British actress (1899–1995)

 Kathleen Saintsbury (4 July 1899 – 1995) was a British actress from the 1920s to the 1970s but who is best known today for playing Cissy Godfrey in the BBC comedy Dad's Army.

==Early life==
Saintsbury was born in London in 1899, the younger daughter of the actor H.A. Saintsbury (also a playwright under the name Jay Nibb) and his Irish wife, Florence. According to the 1911 census, her parents were married in 1893, but there is no record of a marriage in England. Saintsbury's older sister, Dorothie Helen (known as Helen) was also an actress. Helen married first the actor Edgar Norfolk and, after a divorce, Captain Buckley Rutherford, a son of Sir Ernest Rutherford (a wine importer, not the physicist Ernest Rutherford, although they were both born in 1871 and are sometimes confused). The marriage to Rutherford took place in 1932; four months later Rutherford shot himself. Distraught, less than a month after Rutherford's suicide, Helen also shot herself.

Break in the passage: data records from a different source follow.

PR #1301, opened 2020-03-30
Public apis promisified

### LINKED ISSUE #812: Switch from callbacks to promises
We should use promises rather than callbacks in parts of our API that require asynchronity:

* `Viewer#importXML`
* `Viewer#saveXML`
* `Viewer#saveSVG`
* `Moddle#fromXML`
* `Moddle#toXML`

Why switch:

* interact nicely with ES6 `async/await`
* easier consumption for the user

__Tasks__

* [x] Decide for transition strategy
* [x] Roll out change (https://github.com/bpmn-io/bpmn-js/issues/1311)
* [ ] Update documentation (https://github.com/bpmn-io/bpmn-js-examples/issues/112)
* [ ] Blog about it (https://github.com/bpmn-io/bpmn-js/issues/1320)
* [x] :heart: IE11

oguzeroglu:
Closes #812

Ticket for moddle APIs: https://github.com/bpmn-io/bpmn-moddle/issues/71

### DIFF
--- a/lib/util/PromisifierUtil.js
+++ b/lib/util/PromisifierUtil.js
@@ -1,0 +1,61 @@
+import { isFunction } from 'min-dash';
+
+export function promisifyIfNecessary(api) {
+
+  return function() {
+
+    var argLen = arguments.length;
+    var hasCallback = argLen > 0 && isFunction(arguments[argLen - 1]);
+
+    if (hasCallback) {
+      console.warn(
+        'Warning: passing callbacks to ' + api.name +
+        ' API will be deprecated in the next major bpmn-js release.' +
+        ' Consider switching to promises instead. See the API documentation.'
+      );
+
+      return api.apply(this, arguments);
+    }
+
+    if (!window.Promise) {
+      throw new Error('Promises are not supported for this browser. Consider polyfilling Promises.');
+    }
+
+    return new Promise(function(resolve, reject) {
+
+      var callback = generateCallbackFunction(resolve, reject);
+      var newArguments = concatFunctionArguments(this.originalArguments, callback);
+
+      api.apply(this.originalContext, newArguments);
+    }.bind({ originalContext: this, originalArguments: arguments }));
+  };
+}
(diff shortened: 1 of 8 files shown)


package.json
```diff
@@ -39,6 +39,7 @@
     "*.css"
   ],
   "devDependencies": {
+    "babel-polyfill": "^6.26.0",
```
nikku: Can we only Polyfill `Promise` please? We do not want to blindly polyfill any current and future ES improvement (yet).

lib/util/PromisifierUtil.js
```diff
@@ -0,0 +1,66 @@
+import { isFunction, some } from 'min-dash';
+
+export function promisifyIfNecessary(api) {
+
+  return function() {
+
+    // @oguz:
```
nikku: Isn't the function always the last argument? At least that is common convention in callback style APIs.

lib/util/PromisifierUtil.js
```diff
@@ -0,0 +1,66 @@
...
+      );
+
+      return api.apply(this, arguments);
+    }
+
+    if (!window.Promise) {
+      throw new Error('Promises are not supported for this browser. Consider polyfilling Promises.');
+    }
+
+    // eslint-disable-next-line no-undef
```
nikku: Declare a global `Promise` variable in eslint to get rid of the warning instead.

test/spec/ViewerSpec.js
```diff
@@ -798,9 +800,15 @@ describe('Viewer', function() {
         try {
           viewer.importXML(xml);
```
nikku: Must await this.

oguzeroglu: I don't get why we want to await this. In this test we want to see if viewer.importXML throws an exception if we don't pass a callback and Promises are not polyfilled.

oguzeroglu:
We'll change our approach on this topic.

PR #1311, opened 2020-04-17
APIs promisified

### LINKED ISSUE #812: Switch from callbacks to promises

oguzeroglu:
This PR promisifies the following APIs:

BaseViewer#importXML
BaseViewer#importDefinitions
BaseViewer#open
BaseViewer#saveXML
BaseViewer#saveSVG
Modeler#createDiagram

Tests are also promisifed.

We should have a documentation here: https://bpmn.io/l/moving-to-promises.html

----

Child of #812

### DIFF
--- a/lib/BaseViewer.js
+++ b/lib/BaseViewer.js
@@ -104,25 +104,25 @@ BaseViewer.prototype.importXML = function(xml, bpmnDiagram, done) {
   // allow xml manipulation
   xml = this._emit('import.parse.start', { xml: xml }) || xml;
 
-  this._moddle.fromXML(xml, 'bpmn:Definitions', function(err, definitions, context) {
+  this._moddle.fromXML(xml, 'bpmn:Definitions').then(function(result) {
+    var definitions = result.rootElement;
+    var references = result.references;
+    var parseWarnings = result.warnings;
+    var elementsById = result.elementsById;
+
+    var context = {
+      elementsById: elementsById,
+      references: references,
+      warnings: parseWarnings
+    };
 
     // hook in post parse listeners +
     // allow definitions manipulation
     definitions = self._emit('import.parse.complete', {
-      error: err,
+      error: null,
       definitions: definitions,
       context: context
     }) || definitions;
-
-    var parseWarnings = context.warnings;
-
-    if (err) {
-      err = checkValidationError(err);
-
-      self._emit('import.done', { error: err, warnings: parseWarnings });
-
-      return done(err, parseWarnings);
-    }
 
     self.importDefinitions(definitions, bpmnDiagram, function(err, importWarnings) {
       var allWarnings = [].concat(parseWarnings, importWarnings || []);
@@ -131,6 +131,17 @@ BaseViewer.prototype.importXML = function(xml, bpmnDiagram, done) {
 
       done(err, allWarnings);
     });
+  }).catch(function(err) {
+
+    self._emit('import.parse.complete', {
+      error: err
+    });
+
+    err = checkValidationError(err);
+
+    self._emit('import.done', { error: err, warnings: err.warnings });
+
+    return done(err, err.warnings);
   });
 };
 
@@ -263,23 +274,27 @@ BaseViewer.prototype.saveXML = function(options, done) {
     definitions: definitions
   }) || definitions;
 
-  this._moddle.toXML(definitions, options, function(err, xml) {
+  this._moddle.toXML(definitions, options).then(function(result) {
+
+    var xml = result.xml;
 
     try {
       xml = self._emit('saveXML.serialized', {
-        error: err,
+        error: null,
         xml: xml
       }) || xml;
 
       self._emit('saveXML.done', {
-        error: err,
+        error: null,
         xml: xml
       });
     } catch (e) {
       console.error('error in saveXML life-cycle listener', e);
     }
 
-    done(err, xml);
+    done(null, xml);
+  }).catch(function(err) {
+    done(err);
   });
 };
 
--- a/lib/BaseViewer.js
+++ b/lib/BaseViewer.js
@@ -7,7 +7,6 @@
 import {
   assign,
   find,
-  isFunction,
   isNumber,
   omit
 } from 'min-dash';
@@ -68,6 +67,21 @@ export default function BaseViewer(options) {
 
 inherits(BaseViewer, Diagram);
 
+/**
+* The importXML result.
+*
+* @typedef {Object} ImportXMLResult
+*
+* @property {Array<string>} warnings
+*/
+
+/**
+* The importXML error.
+*
+* @typedef {Error} ImportXMLError
+*
+* @property {Array<string>} warnings
+*/
 
 /**
  * Parse and render a BPMN 2.0 diagram.
@@ -89,64 +103,82 @@ inherits(BaseViewer, Diagram);
  *
  * @param {string} xml the BPMN 2.0 xml
  * @param {ModdleElement<BPMNDiagram>|string} [bpmnDiagram] BPMN diagram or id of diagram to render (if not provided, the first one will be rendered)
- * @param {Function} [done] invoked with (err, warnings=[])
+ *
+ * Returns {Promise<ImportXMLResult, ImportXMLError>}
  */
-BaseViewer.prototype.importXML = wrapForCompatibility(function importXML(xml, bpmnDiagram, done) {
-
-  if (isFunction(bpmnDiagram)) {
-    done = bpmnDiagram;
-    bpmnDiagram = null;
-  }
-
-  // done is optional
-  done = done || function() {};
+BaseViewer.prototype.importXML = wrapForCompatibility(function importXML(xml, bpmnDiagram) {
 
   var self = this;
 
-  // hook in pre-parse listeners +
-  // allow xml manipulation
-  xml = this._emit('import.parse.start', { xml: xml }) || xml;
+  return new Promise(function(resolve, reject) {
 
-  this._moddle.fromXML(xml, 'bpmn:Definitions').then(function(result) {
-    var definitions = result.rootElement;
-    var references = result.references;
-    var parseWarnings = result.warnings;
-    var elementsById = result.elementsById;
+    // hook in pre-parse listeners +
+    // allow xml manipulation
+    xml = self._emit('import.parse.start', { xml: xml }) || xml;
 
-    var context = {
-      elementsById: elementsById,
-      references: references,
-      warnings: parseWarnings
-    };
+    self._moddle.fromXML(xml, 'bpmn:Definitions').then(function(result) {
+      var definitions = result.rootElement;
+      var references = result.references;
+      var parseWarnings = result.warnings;
+      var elementsById = result.elementsById;
 
-    // hook in post parse listeners +
-    // allow definitions manipulation
-    definitions = self._emit('import.parse.complete', {
-      error: null,
-      definitions: definitions,
-      context: context
-    }) || definitions;
+      var context = {
+        elementsById: elementsById,
+        references: references,
+        warnings: parseWarnings
+      };
 
-    self.importDefinitions(definitions, bpmnDiagram, function(err, importWarnings) {
-      var allWarnings = [].concat(parseWarnings, importWarnings || []);
+      // hook in post parse listeners +
+      // allow definitions manipulation
+      definitions = self._emit('import.parse.complete', {
+        error: null,
+        definitions: definitions,
+        context: context
+      }) || definitions;
 
-      self._emit('import.done', { error: err, warnings: allWarnings });
+      self.importDefinitions(definitions, bpmnDiagram).then(function(result) {
+        var allWarnings = [].concat(parseWarnings, result.warnings || []);
 
-      done(err, allWarnings);
+        self._emit('import.done', { error: null, warnings: allWarnings });
+
+        return resolve({ warnings: allWarnings });
+      }).catch(function(err) {
+        var allWarnings = [].concat(parseWarnings, err.warnings || []);
+
+        self._emit('import.done', { error: err, warnings: allWarnings });
+
+        return reject(addWarningsToError(err, allWarnings));
+      });
+    }).catch(function(err) {
+
+      self._emit('import.parse.complete', {
+        error: err
+      });
+
+      err = checkValidationError(err);
+
+      self._emit('import.done', { error: err, warnings: err.warnings });
+
+      return reject(err);
     });
-  }).catch(function(err) {
-
-    self._emit('import.parse.complete', {
-      error: err
-    });
-
-    err = checkValidationError(err);
-
-    self._emit('import.done', { error: err, warnings: err.warnings });
-
-    return done(err, err.warnings);
   });
 });
+
+/**
+* The importDefinitions result.
+*
+* @typedef {Object} ImportDefinitionsResult
+*
+* @property {Array<string>} warnings
+*/
+
+/**
+* The importDefinitions error.
+*
+* @typedef {Error} ImportDefinitionsError
+*
+* @property {Array<string>} warnings
+*/
 
 /**
  * Import parsed definitions and render a BPMN 2.0 diagram.
@@ -165,22 +197,44 @@ BaseViewer.prototype.importXML = wrapForCompatibility(function importXML(xml, bp
  *
  * @param {ModdleElement<Definitions>} definitions parsed BPMN 2.0 definitions
  * @param {ModdleElement<BPMNDiagram>|string} [bpmnDiagram] BPMN diagram or id of diagram to render (if not provided, the first one will be rendered)
- * @param {Function} [done] invoked with (err, warnings=[])
+ *
+ * Returns {Promise<ImportDefinitionsResult, ImportDefinitionsError>}
  */
-BaseViewer.prototype.importDefinitions = wrapForCompatibility(function importDefinitions(definitions, bpmnDiagram, done) {
+BaseViewer.prototype.importDefinitions = wrapForCompatibility(function importDefinitions(definitions, bpmnDiagram) {
 
-  if (isFunction(bpmnDiagram)) {
-    done = bpmnDiagram;
-    bpmnDiagram = null;
-  }
+  var self = this;
 
-  // done is optional
-  done = done || function() {};
+  return new Promise(function(resolve, reject) {
 
-  this._setDefinitions(definitions);
+    self._setDefinitions(definitions);
 
-  return this.open(bpmnDiagram, done);
+    self.open(bpmnDiagram).then(function(result) {
+
+      var warnings = result.warnings;
+
+      return resolve({ warnings: warnings });
+    }).catch(function(err) {
+
+      return reject(err);
+    });
+  });
 });
+
+/**
+ * The open result.
+ *
+ * @typedef {Object} OpenResult
+ *
+ * @property {Array<string>} warnings
+ */
+
+/**
+* The open error.
+*
+* @typedef {Error} OpenError
+*
+* @property {Array<string>} warnings
+*/
 
 /**
  * Open diagram of previously imported XML.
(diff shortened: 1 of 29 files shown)


oguzeroglu:
IMO codecov check can be ignored. The only thing we can do is to check if certain APIs are promisified/do a console.warn if we pass callbacks/throw error if Promise is not defined. These are not useful tests IMO. Any other existing tests cover if these APIs work correctly anyway.

test/spec/ModelerSpec.js
```diff
@@ -37,50 +37,66 @@ describe('Modeler', function() {
...
+    });
   });
 
 
   it('should not import empty definitions', function(done) {
     var xml = require('../fixtures/bpmn/empty-definitions.bpmn');
 
     // given
-    createModeler(xml, function(err, warnings, modeler) {
+    createModeler(xml).then(function(result) {
```
nikku, line 94: Can transform these tests into `awaitable` ones: Return a promise from a test and Mocha will wait for it to resolve or reject:

```javascript
    return createModeler(xml).then(function(result) {

      var modeler = result.modeler;

      // when
      return modeler.importXML(xml).catch(function(err) {

        // then
        expect(err.message).to.equal('no diagram to display');
      });
    });
```

nikku: This way we get rid of `done` entirely where we can.

test/spec/draw/TextRendererSpec.js
```diff
@@ -111,4 +111,4 @@ describe('draw - TextRenderer', function() {
 
   });
 
-});
```
nikku, line 114: Nothing changed, please undo.

test/spec/features/label-editing/TouchIntegrationSpec.js
```diff
@@ -15,21 +15,30 @@ describe('direct editing - touch integration', function() {
   function createModeler(xml, done) {
     var modeler = new Modeler({ container: container });
 
-    modeler.importXML(xml, function(err) {
-      done(err, modeler);
+    return new Promise(function(resolve) {
+
+      modeler.importXML(xml).then(function(result) {
```
nikku, line 20: Turn into chained promise.

test/spec/features/label-editing/TouchIntegrationSpec.js
```diff
@@ -15,21 +15,30 @@ describe('direct editing - touch integration', function() {
...
+      done(result.error, result.warnings);
+    });
   });
 
 
   it('should edit labels via double tap (manual test)', function(done) {
     var xml = require('./LabelEditing.bpmn');
-    createModeler(xml, done);
+    createModeler(xml).then(function(result) {
+      done(result.error, result.warnings);
```
nikku, line 40: What is the semantics of passing `warnings` as a second argument?

Better from my point of view: Get rid of `done`.

test/spec/features/modeling/LabelBoundsSpec.js
```diff
@@ -12,11 +12,15 @@ var DELTA = 2;
 
 describe('label bounds', function() {
 
-  function createModeler(xml, done) {
+  function createModeler(xml) {
     var modeler = new Modeler({ container: container });
 
-    modeler.importXML(xml, function(err, warnings) {
-      done(err, warnings, modeler);
+    return new Promise(function(resolve) {
```
nikku, line 18: Chain promises.

test/spec/features/modeling/LabelBoundsSpec.js
```diff
@@ -247,20 +256,24 @@ describe('label bounds', function() {
...
         directEditing.complete();
 
-        modeler.saveXML({ format: true }, function(err, result) {
+        modeler.saveXML({ format: true }).then(function(result) {
+
+          var xml = result.xml;
 
           // strip spaces and line breaks after '>'
-          result = result.replace(/>\s+/g,'>');
+          xml = xml.replace(/>\s+/g,'>');
```
nikku, line 264: :+1:

test/spec/features/modeling/LabelBoundsSpec.js
```diff
@@ -271,7 +284,10 @@ describe('label bounds', function() {
 
       var xml = require('./LabelBoundsSpec.simple.bpmn');
 
-      createModeler(xml, function(err, warnings, modeler) {
+      createModeler(xml).then(function(result) {
```
nikku, line 287: Chain Promises.

test/spec/features/modeling/LabelBoundsSpec.js
```diff
@@ -313,20 +333,23 @@ describe('label bounds', function() {
       // strip windows line breaks (if any)
       xml = xml.replace(/\r/g, '');
 
-      createModeler(xml, function(err, warnings, modeler) {
+      createModeler(xml).then(function(result) {
```
nikku, line 336: Chain :chains:

test/spec/features/ordering/BpmnDiOrderingSpec.js
```diff
@@ -185,10 +185,9 @@ describe('features/modeling - di ordering', function() {
 
 // helper
 function expectDiOrder(expectedOrder, done) {
-  getBpmnJS().saveXML({ format: true }, function(error, xml) {
-    if (error) {
-      return done(error);
-    }
+  getBpmnJS().saveXML({ format: true }).then(function(result) {
```
nikku, line 188: Make function awaitable (return promise) and :chains:

lib/import/Importer.js
```diff
@@ -60,22 +69,26 @@ export function importBpmnDiagram(diagram, definitions, bpmnDiagram, done) {
...
-    });
-  } catch (e) {
-    error = e;
-  }
+      eventBus.fire('import.render.complete', {
+        error: error,
+        warnings: warnings
+      });
+
+      resolve({ warnings: warnings });
```
nikku, line 87: To match `reject` and as a general good practice always `return resolve(...)`.

test/spec/import/ImporterSpec.js
```diff
@@ -41,24 +40,29 @@ describe('import - Importer', function() {
...
-    if (isFunction(diagramId)) {
-      done = diagramId;
-      diagramId = null;
-    }
+  function runImport(diagram, xml, diagramId) {
 
     var moddle = new BpmnModdle();
 
-    moddle.fromXML(xml).then(function(result) {
+    return new Promise(function(resolve, reject) {
```
nikku, line 47: CHAIN :chains:

test/spec/import/ImporterSpec.js
```diff
@@ -89,11 +93,14 @@ describe('import - Importer', function() {
       });
 
       // when
-      runImport(diagram, xml, function(err, warnings) {
+      runImport(diagram, xml).then(function() {
```
nikku, line 96: Simply return `runImport(...).then(...)` instead. Mocha handles the rest. Get rid of `done()`.

oguzeroglu:
Compatibility check is performed under CompatibilityUtil.js -> https://github.com/bpmn-io/bpmn-js/pull/1311/commits/669b5c9b84140a7311a602ff6499fbdb7186a8e9

nikku:
> Did not find the place where we check for legacy callback support.

What I meant is: 

* Where do we test that the legacy callback support still works? Where are the new test cases for that?

lib/import/Importer.js
barmac:
```suggection
      return resolve({ warnings: warnings });
```

To make it easier to fix :)

test/helper/index.js
```diff
@@ -118,7 +118,13 @@ export function bootstrapBpmnJS(BpmnJS, diagram, options, locals) {
...
     setBpmnJS(instance);
 
-    instance.importXML(diagram, done);
+    return new Promise(function(resolve) {
+      instance.importXML(diagram).then(function(result) {
+        resolve({ error: null, warnings: result.warnings });
+      }).catch(function(err) {
+        resolve({ error: err, warnings: err.warnings });
+      });
+    });
```
barmac, line 127: How about if we do chaining here?

```suggestion
    return instance.importXML(diagram)
      .then(function(result) {
        return({ error: null, warnings: result.warnings });
      })
      .catch(function(err) {
        resolve({ error: err, warnings: err.warnings });
      });
```

test/integration/SimpleModelingSpec.js
```diff
@@ -18,7 +18,10 @@ describe('scenario - simple modeling', function() {
     var modeler = new Modeler({ container: container });
 
     // when
-    modeler.createDiagram(function(err) {
+    modeler.createDiagram().then(function() {
+
+      done();
+    }).catch(function(err) {
 
       done(err);
```
barmac, line 26:
```suggestion
return modeler.createDiagram();
```

Mocha can handle promises. You also need to remove `done` here.

test/integration/model/BpmnModdleSpec.js
```diff
@@ -22,11 +22,9 @@ describe('bpmn-moddle', function() {
         '</bpmn2:definitions>';
 
       // when
-      parse(xml, function(err, definitions) {
+      parse(xml).then(function(result) {
```
barmac, line 25: Again, we can return the whole promise and if the `expect`ations are not met, promise rejection will cause the test to fail.

barmac:
I'd love to see test cases which verify that we can still use the APIs old way.

oguzeroglu:
ITT: I am learning about Promise chaining 👶

lib/BaseViewer.js
```diff
@@ -65,6 +68,21 @@ export default function BaseViewer(options) {
 
 inherits(BaseViewer, Diagram);
 
+/**
+* The importXML result.
+*
+* @typedef {Object} ImportXMLResult
+*
+* @property {Array<String>} warnings
```
barmac, line 76:
```javascript
* @property {Array<string>} warnings
```
Let's make it lowercase to not break recent @philippfromme work (https://github.com/bpmn-io/bpmn-js/commit/7a67ff95b2c06669d449f2751233e2aec6c7c61e)

lib/BaseViewer.js
```diff
@@ -65,6 +68,21 @@ export default function BaseViewer(options) {
...
+*/
+
+/**
+* The importXML error.
+*
+* @typedef {Error} ImportXMLError
+*
+* @property {Array<String>} warnings
```
barmac, line 84:
```suggestion
* @property {Array<string>} warnings
```
Same as above.

lib/BaseViewer.js
```diff
@@ -87,52 +105,93 @@ inherits(BaseViewer, Diagram);
...
   });
-};
+});
+
+/**
+* The importDefinitions result.
+*
+* @typedef {Object} ImportDefinitionsResult
+*
+* @property {Array<String>} warnings
```
barmac, line 185: Same as in the first file, it should be `Array<string>` as we are usin array of primitive values.

lib/BaseViewer.js
```diff
@@ -196,32 +289,64 @@ BaseViewer.prototype.open = function(bpmnDiagramOrId, done) {
...
+    });
+  });
+});
+
+/**
+ * The saveXML result.
+ *
+ * @typedef {Object} SaveXMLResult
+ *
+ * @property {String} xml
```
barmac, line 348:
```suggestion
 * @property {string} xml
```

nikku:
Regarding https://github.com/bpmn-io/bpmn-js/pull/1311/commits/e216c6c09f63387b995edb340c0341b919f681e2: Did you re-create these tests or did you take them from `bpmn-js@6.4.2`?

I was not sure as I saw some test using a mixture of promises and `done`.

In the best case, we simply copy the `v6.4.2` tests, moved to a section `callback style (deprecated)` and they should still work, right?

oguzeroglu:
Yes they should work. Should we proceed like that?

Do we want to copy all the existing tests in the develop branch?

barmac:
There a couple of more places where we use wrapped `String` in JSDoc. Let's fix that before we merge this.

oguzeroglu:
Thanks for the feedback @barmac, I fixed the jsdoc String types.

barmac:
OK, so IMO the last thing that needs to be fixed is missing `BREAKING CHANGES` section in the commit messages. I'd also consider squashing the `promisify` commits as they effectively are part of the same change with the same breaking change. It would be also nice to have jsdoc fixes incorporated as the fix applies to changes within this PR.

oguzeroglu:
@barmac Done! Please check 304213b46ff82641b3f642f5a9b44a35184d4be6

@nikku Any other comments? IMO this PR is good to go now!

barmac:
Looks good to me.

nikku:
Looks good. Do not merge yet. We'll cut a minor feature release first in the scope of https://github.com/camunda/camunda-modeler/issues/1776.

nikku:
(Happening today _or_ tomorrow).

lib/util/CompatibilityUtil.js
```diff
@@ -0,0 +1,24 @@
...
+
+// Wraps APIs to check:
+// 1) If a callback is passed -> Warn users about callback deprecation.
+// 2) If Promise class is implemented in current environment.
+export function wrapForCompatibility(api) {
+
+  return function() {
+
+    if (!window.Promise) {
+      throw new Error('Promises is not supported in this environment. Consider polyfilling.');
```
nikku, line 11: Consider polyfilling => Please polyfill them. Maybe?

oguzeroglu:
Callbacks are completely moved into compatibility layer. Also all the legacy tests are move under one single "describe" scope.

lib/util/CompatibilityUtil.js
```diff
@@ -0,0 +1,46 @@
...
+      // methods like pop() and slice() do not exist within arguments.
+      delete arguments[argLen - 1];
+
+      api.apply(this, arguments).then(function(result) {
+
+        var firstKey = Object.keys(result)[0];
+
+        // The APIs we are wrapping all resolve a single item depending on the API.
+        // For instance, importXML resolves { warnings } and saveXML returns { xml }.
+        // That's why we can call the callback with the first item of result.
```
barmac, line 35: Why do we actually wrap the result in an object? Maybe I missed sth...

lib/util/CompatibilityUtil.js
```diff
@@ -0,0 +1,46 @@
...
+        return callback(null, result[firstKey]);
+      }).catch(function(err) {
```
barmac, line 37: Side effect of the `catch` block is that we also catch errors within the `callback`. I'd suggest to use the second callback in `then`, i.e.
```javascript
promise.then(result => { callback(null, result); }, error => { callback(error); });
```

lib/util/CompatibilityUtil.js
```diff
@@ -0,0 +1,46 @@
...
+        'Passing callbacks to ' + api.name + ' is deprecated and will be removed in a future major release.' +
+        'Please switch to promises, cf. https://bpmn.io/l/moving-to-promises.html'
+      );
+
+      // We want to call the API without the callback.
+      // Arguments is not an Array, but an array like object. That's why
+      // methods like pop() and slice() do not exist within arguments.
+      delete arguments[argLen - 1];
+
+      api.apply(this, arguments).then(function(result) {
```
barmac, line 29: How about if we just use a slice of arguments? `delete` preserves the length of the array and set the item to `undefined`:
image

C.f. https://developer.mozilla.org/en-US/docs/Web/JavaScript/Reference/Operators/delete#Deleting_array_elements

lib/util/CompatibilityUtil.js
philippfromme: Shouldn't `importXML` resolve with `err` and `definitions`?

barmac: Currently, `done` is called with `err, warnings`
https://github.com/bpmn-io/bpmn-js/blob/develop/lib/BaseViewer.js#L89

lib/util/CompatibilityUtil.js
barmac: So then it would be:
```suggestion
      api.apply(this, Array.prototype.slice.call(arguments, 0, -1)).then(function(result) {
```

lib/util/CompatibilityUtil.js
oguzeroglu: For definitions we have importDefinitions.

We wrap the result in an object as a design choice. We figured it'd be easier like that to add stuff later.

philippfromme: Ah, I forgot.

barmac: OK

lib/util/CompatibilityUtil.js
barmac: or even better:
```suggestion
      var argsWithoutCallback = Array.prototype.slice.call(arguments, 0, -1);

      api.apply(this, argsWithoutCallback).then(function(result) {
```

oguzeroglu:
Thanks for the suggestions @barmac, I like them so squished them into the commit :)

nikku:
What is left here to complete this one?

oguzeroglu:
Someone who presses on the "Approve" button 🍰

oguzeroglu:
Ah it turns out that there's a conflict. Let me fix it.

lib/BaseViewer.js
```diff
@@ -241,47 +327,62 @@ BaseViewer.prototype.open = function(bpmnDiagramOrId, done) {
...
+          error: null,
+          xml: xml
+        }) || xml;
+
+        self._emit('saveXML.done', {
+          error: null,
+          xml: xml
+        });
+      } catch (e) {
+        console.error('error in saveXML life-cycle listener', e);
```
barmac, line 368: So I'd suggest that we reject here.

barmac: Otherwise the API user will have to do a null check besides error handling.

barmac: BTW the `saveXML.done` might never fire, but that's a different story.

nikku:
I've found one more thing, too:

In the past, we've passed `warnings` via `context` to `import.done`, i.e. we emitted an event `{ error, context = { warnings, ... }` (cf. https://github.com/bpmn-io/bpmn-js/blob/develop/lib/BaseViewer.js#L114).

Our API upstream changed in a way that we pass `error` and `warnings` directly in the parse result. Should we adjust the API accordingly, i.e. expose error and warnings on the same level: `{ error, warnings, ...and other things in context }`? We could keep the context + warnings for compatibility purposes but warn whenever it is being accessed. What do you think?

lib/BaseViewer.js
oguzeroglu: I disagree. The original API does not call done with err here. This PR should only promisify APIs but should not change the existing state.

barmac: Let's wait until somebody stumbles upon it then ¯\_(ツ)_/¯

nikku: @barmac If you provide a failing test case we can fix that particular issue in another PR.

barmac: All right, I will do that.

barmac:
Do you suggest that we change the event payload for `import.parse.complete` or what? Add the context to `import.done`?

nikku:
Yes. I suggest that we emit `import.parse.complete` with `{ error, warnings, elementsById, references, ...}` rather than `{ error, context: { warnings, elemetsById } }`.

barmac:
I'm ok with that. Let's just make sure that once we change it the breaking change is documented.

nikku:
I'll look into the remainder of this issue on Monday.

oguzeroglu:
@nikku @barmac I modified the `import.parse.complete` behavior with this commit: ec610310b6d92ffa4db2ec72a5bda3007d1146ef

oguzeroglu:
Conflicts fixed

oguzeroglu:
Any updates? IMO lets merge it 🎃

barmac:
@philippfromme is in the middle of release as I can see, but other than that +1

oguzeroglu:
🐵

There is some suggestion that Helen was married three times, but it is possible this reflects that her first husband was originally called Edgar Greenwood, and changed his name to Norfolk for the stage.

==Stage work==
Early in her career, Saintsbury appeared in stage productions:
- Ivor Novello and Constance Collier's The Rat at the Grand Opera House, Belfast, Theatre Royal, Bath and Lyceum Theatre, Newport, 1925
- Robert Buchanan and Charles Marlowe's The Strange Adventures of Miss Brown, Palace Theatre, Fleetwood, 1928
- F. Brooke Warren's The Face at the Window, Little Theatre in the Adelphi, London, 1929
- The Crimes of Burke and Hare, New Theatre, London, 1931
- Uncle Tom's Cabin (a Tom show), The Brixton Theatre, 1931

==Film and television==
Saintsbury's subsequent television work included:
- Eric Fawcett's adaptation of Dickens' A Christmas Carol (1950) as Mrs Cratchit, along with Bransby Williams as Scrooge and John Ruddock as Cratchit
- Leopold Lewis' The Bells (1950), a translation of Erckmann-Chatrian's play Le Juif polonaise
- Andrew Osborn's adaptation of Georges Simenon's novel Maigret's Mistake, Maigret: The Mistake (1960)
- Alan Bridges' adaptation of August Strindberg's play The Father (1963) for BBC television
- Andrew Osborn's adaptation of Georges Simenon's novel L’affaire Saint-Fiacre, Maigret: The Countess (1962)
- The pilot of a sitcom set in 1910 by David Climie and based on a story by W.W. Jacobs, Sam The Samaritan (1965), but which was not then commissioned
- The Long House (1965)
- Jack Bond's Separation (1968)
- Ben Travers' Rookery Nook (1970) along with Richard Briers, Arthur Lowe and Joan Cooper

Saintsbury is best-known for her appearance in an episode of Dad's Army. Nan Braunton had previously appeared as Cissy Godfrey, one of Private Godfrey's two sisters. Saintsbury appeared in place of Braunton in 1975, in episode 3 of series 8, Is There Honey Still for Tea?

==Personal life==
Saintsbury died in 1995, aged 95. She was unmarried.